Please read the records below and return each line holding the string "release".

__________________________________________________

PR #11897, opened 2022-12-07
Upgrade to `go1.18.9`

frouioui:
## Description

This Pull Request upgrades the go version used on `release-15.0` to `go1.18.9`.

### DIFF
--- a/.github/workflows/check_make_vtadmin_authz_testgen.yml
+++ b/.github/workflows/check_make_vtadmin_authz_testgen.yml
@@ -41,7 +41,7 @@ jobs:
       uses: actions/setup-go@v2
       if: steps.skip-workflow.outputs.skip-workflow == 'false' && steps.changes.outputs.vtadmin_changes == 'true'
       with:
-        go-version: 1.18.7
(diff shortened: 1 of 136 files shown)


deepthi (changes requested):
We should not do major golang version upgrades on release branches. We should only be doing security patch upgrades.

deepthi (approved):

rsajwani:
does go upgrade always result in upgrade in bootstrap version or is it just you did both as part of same PR to save CI cycle.?
Rest looks good to me.

GuptaManan100 (approved):
Approval for after answering Rameez's comment.

frouioui:
> does go upgrade always result in upgrade in bootstrap version or is it just you did both as part of same PR to save CI cycle.?
Rest looks good to me.
Also its would be good if you can mention bootstrap version upgrade in description as well.

Hello @rsajwani, we always bump the bootstrap version when upgrading the Go version. When we upgrade the Go version on a release branch, we bump the bootstrap version by `0.1`. On `main`, we bump the version by `1.0`.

__________________________________________________

▶ **Result of the task**
This Pull Request upgrades the go version used on `release-15.0` to `go1.18.9`.
We should not do major golang version upgrades on release branches. We should only be doing security patch upgrades.
Hello @rsajwani, we always bump the bootstrap version when upgrading the Go version. When we upgrade the Go version on a release branch, we bump the bootstrap version by `0.1`. On `main`, we bump the version by `1.0`.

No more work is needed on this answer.